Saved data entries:
____________

PR #3410, opened 2023-05-02
cwl: record "Search Log Group" telemetry as a flow/span

justinmk3:
## License

### DIFF
--- a/src/cloudWatchLogs/changeLogSearch.ts
+++ b/src/cloudWatchLogs/changeLogSearch.ts
@@ -2,6 +2,7 @@
  * Copyright 2020 Amazon.com, Inc. or its affiliates. All Rights Reserved.
  * SPDX-License-Identifier: Apache-2.0
  */
+import { CancellationError } from '../shared/utilities/timeoutUtils'
 import { telemetry, CloudWatchResourceType } from '../shared/telemetry/telemetry'
 import { showInputBox } from '../shared/ui/inputPrompter'
 import { createURIFromArgs, isLogStreamUri, recordTelemetryFilter } from './cloudWatchLogsUtils'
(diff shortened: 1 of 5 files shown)


src/cloudWatchLogs/commands/searchLogGroup.ts
```diff
@@ -99,25 +99,19 @@ export async function searchLogGroup(
...
+        if (!response) {
+            throw new CancellationError('user')
+        }
 
-    result = await prepareDocument(uri, userResponse, registry)
-    telemetry.cloudwatchlogs_open.emit({ result: result, cloudWatchResourceType: 'logGroup', source: source })
+        const userResponse = handleWizardResponse(response, registry)
+        const uri = createURIFromArgs(userResponse.logGroupInfo, userResponse.parameters)
+        const result = await prepareDocument(uri, userResponse, registry)
+        telemetry.record({ result: result })
```
JadenSimon, line 113: Oh this will lead to unexpected behavior, I didn't implement any logic in `spans.ts` for "overriding" `result`.

The assumption is that, when using `run`, the instrumented code should not (and actually cannot) accurately record the outcome of its own execution.

justinmk3: > The assumption is that, when using run, the instrumented code should not (and actually cannot) accurately record the outcome of its own execution.

In this case I assume this means just that `prepareDocument` should either throw or not throw rather than return a `Result`.

JadenSimon: > In this case I assume this means just that prepareDocument should either throw or not throw rather than return a Result.

Yes sorry this is what I meant, my comment was a little cryptic. If a function cannot proceed it should raise an exception. If callers frequently need to handle those exceptions then using a monad like `Result` can make things more explicit. But either way exceptions are a divergence from the expected behavior of a function.

src/cloudWatchLogs/changeLogSearch.ts
```diff
@@ -74,42 +75,38 @@ export async function changeLogSearchParams(
...
-    }
-
-    const oldData = registry.getRegisteredLog(oldUri)
-    const newData = await getNewData(param, oldData)
+    telemetry.cloudwatchlogs_open.run(async span => {
+        span.record({ source: 'Editor' })
+        const oldUri = getActiveDocumentUri(registry)
+        if (!registry.isRegistered(oldUri)) {
+            telemetry.cloudwatchlogs_filter.record({
+                source: 'Editor',
```
justinmk3, line 83: Should `result` be included in this `telemetry.cloudwatchlogs_filter.record()` call?

src/cloudWatchLogs/commands/searchLogGroup.ts
```diff
@@ -66,31 +67,26 @@ export async function prepareDocument(
     uri: vscode.Uri,
     logData: CloudWatchLogsData,
     registry: LogDataRegistry
-): Promise<Result> {
+) {
```
justinmk3, line 70: throw instead of return

src/cloudWatchLogs/changeLogSearch.ts
```diff
@@ -74,42 +75,40 @@ export async function changeLogSearchParams(
...
-            cloudWatchResourceType: isLogStreamUri(oldUri) ? 'logStream' : 'logGroup',
-            hasTimeFilter: param === 'timeFilter',
-            hasTextFilter: param === 'filterPattern',
-        })
-        throw new Error(`cwl: Unable to find data for active URI ${oldUri}`)
-    }
-
-    const oldData = registry.getRegisteredLog(oldUri)
-    const newData = await getNewData(param, oldData)
+    telemetry.cloudwatchlogs_open.run(async span => {
```
JadenSimon, line 78:
```suggestion
    await telemetry.cloudwatchlogs_open.run(async span => {
```

src/cloudWatchLogs/changeLogSearch.ts
```diff
@@ -74,42 +75,40 @@ export async function changeLogSearchParams(
...
+        span.record({ source: 'Editor' })
+        const oldUri = getActiveDocumentUri(registry)
+        if (!registry.isRegistered(oldUri)) {
+            telemetry.cloudwatchlogs_filter.emit({
```
JadenSimon, line 82: Seems like `cloudwatchlogs_filter` is redundant now? Because we can record `hasTimeFilter` and `hasTextFilter` as soon as the user completes the prompt?

JadenSimon (approved):

src/cloudWatchLogs/changeLogSearch.ts
justinmk3: Good idea

JadenSimon (approved):

PR #3432, opened 2023-05-08
feat(telemetry): add `attributes` and `increment`

JadenSimon:
## Problem
* `spans.ts` can be simplified
* Some telemetry/logging is too noisy
* `vscode_executeCommand` is not a span

## Solution
Change the behavior to make it less confusing. Spans are now more independent. It's also now possible to record information on all future spans bound to a context.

____________

TO DO >>
Write the entries out once more, exactly as they appear.

FINAL ANSWER >>
PR #3410, opened 2023-05-02
cwl: record "Search Log Group" telemetry as a flow/span

justinmk3:
## License

### DIFF
--- a/src/cloudWatchLogs/changeLogSearch.ts
+++ b/src/cloudWatchLogs/changeLogSearch.ts
@@ -2,6 +2,7 @@
  * Copyright 2020 Amazon.com, Inc. or its affiliates. All Rights Reserved.
  * SPDX-License-Identifier: Apache-2.0
  */
+import { CancellationError } from '../shared/utilities/timeoutUtils'
 import { telemetry, CloudWatchResourceType } from '../shared/telemetry/telemetry'
 import { showInputBox } from '../shared/ui/inputPrompter'
 import { createURIFromArgs, isLogStreamUri, recordTelemetryFilter } from './cloudWatchLogsUtils'
(diff shortened: 1 of 5 files shown)


src/cloudWatchLogs/commands/searchLogGroup.ts
```diff
@@ -99,25 +99,19 @@ export async function searchLogGroup(
...
+        if (!response) {
+            throw new CancellationError('user')
+        }
 
-    result = await prepareDocument(uri, userResponse, registry)
-    telemetry.cloudwatchlogs_open.emit({ result: result, cloudWatchResourceType: 'logGroup', source: source })
+        const userResponse = handleWizardResponse(response, registry)
+        const uri = createURIFromArgs(userResponse.logGroupInfo, userResponse.parameters)
+        const result = await prepareDocument(uri, userResponse, registry)
+        telemetry.record({ result: result })
```
JadenSimon, line 113: Oh this will lead to unexpected behavior, I didn't implement any logic in `spans.ts` for "overriding" `result`.

The assumption is that, when using `run`, the instrumented code should not (and actually cannot) accurately record the outcome of its own execution.

justinmk3: > The assumption is that, when using run, the instrumented code should not (and actually cannot) accurately record the outcome of its own execution.

In this case I assume this means just that `prepareDocument` should either throw or not throw rather than return a `Result`.

JadenSimon: > In this case I assume this means just that prepareDocument should either throw or not throw rather than return a Result.

Yes sorry this is what I meant, my comment was a little cryptic. If a function cannot proceed it should raise an exception. If callers frequently need to handle those exceptions then using a monad like `Result` can make things more explicit. But either way exceptions are a divergence from the expected behavior of a function.

src/cloudWatchLogs/changeLogSearch.ts
```diff
@@ -74,42 +75,38 @@ export async function changeLogSearchParams(
...
-    }
-
-    const oldData = registry.getRegisteredLog(oldUri)
-    const newData = await getNewData(param, oldData)
+    telemetry.cloudwatchlogs_open.run(async span => {
+        span.record({ source: 'Editor' })
+        const oldUri = getActiveDocumentUri(registry)
+        if (!registry.isRegistered(oldUri)) {
+            telemetry.cloudwatchlogs_filter.record({
+                source: 'Editor',
```
justinmk3, line 83: Should `result` be included in this `telemetry.cloudwatchlogs_filter.record()` call?

src/cloudWatchLogs/commands/searchLogGroup.ts
```diff
@@ -66,31 +67,26 @@ export async function prepareDocument(
     uri: vscode.Uri,
     logData: CloudWatchLogsData,
     registry: LogDataRegistry
-): Promise<Result> {
+) {
```
justinmk3, line 70: throw instead of return

src/cloudWatchLogs/changeLogSearch.ts
```diff
@@ -74,42 +75,40 @@ export async function changeLogSearchParams(
...
-            cloudWatchResourceType: isLogStreamUri(oldUri) ? 'logStream' : 'logGroup',
-            hasTimeFilter: param === 'timeFilter',
-            hasTextFilter: param === 'filterPattern',
-        })
-        throw new Error(`cwl: Unable to find data for active URI ${oldUri}`)
-    }
-
-    const oldData = registry.getRegisteredLog(oldUri)
-    const newData = await getNewData(param, oldData)
+    telemetry.cloudwatchlogs_open.run(async span => {
```
JadenSimon, line 78:
```suggestion
    await telemetry.cloudwatchlogs_open.run(async span => {
```

src/cloudWatchLogs/changeLogSearch.ts
```diff
@@ -74,42 +75,40 @@ export async function changeLogSearchParams(
...
+        span.record({ source: 'Editor' })
+        const oldUri = getActiveDocumentUri(registry)
+        if (!registry.isRegistered(oldUri)) {
+            telemetry.cloudwatchlogs_filter.emit({
```
JadenSimon, line 82: Seems like `cloudwatchlogs_filter` is redundant now? Because we can record `hasTimeFilter` and `hasTextFilter` as soon as the user completes the prompt?

JadenSimon (approved):

src/cloudWatchLogs/changeLogSearch.ts
justinmk3: Good idea

JadenSimon (approved):

PR #3432, opened 2023-05-08
feat(telemetry): add `attributes` and `increment`

JadenSimon:
## Problem
* `spans.ts` can be simplified
* Some telemetry/logging is too noisy
* `vscode_executeCommand` is not a span

## Solution
Change the behavior to make it less confusing. Spans are now more independent. It's also now possible to record information on all future spans bound to a context.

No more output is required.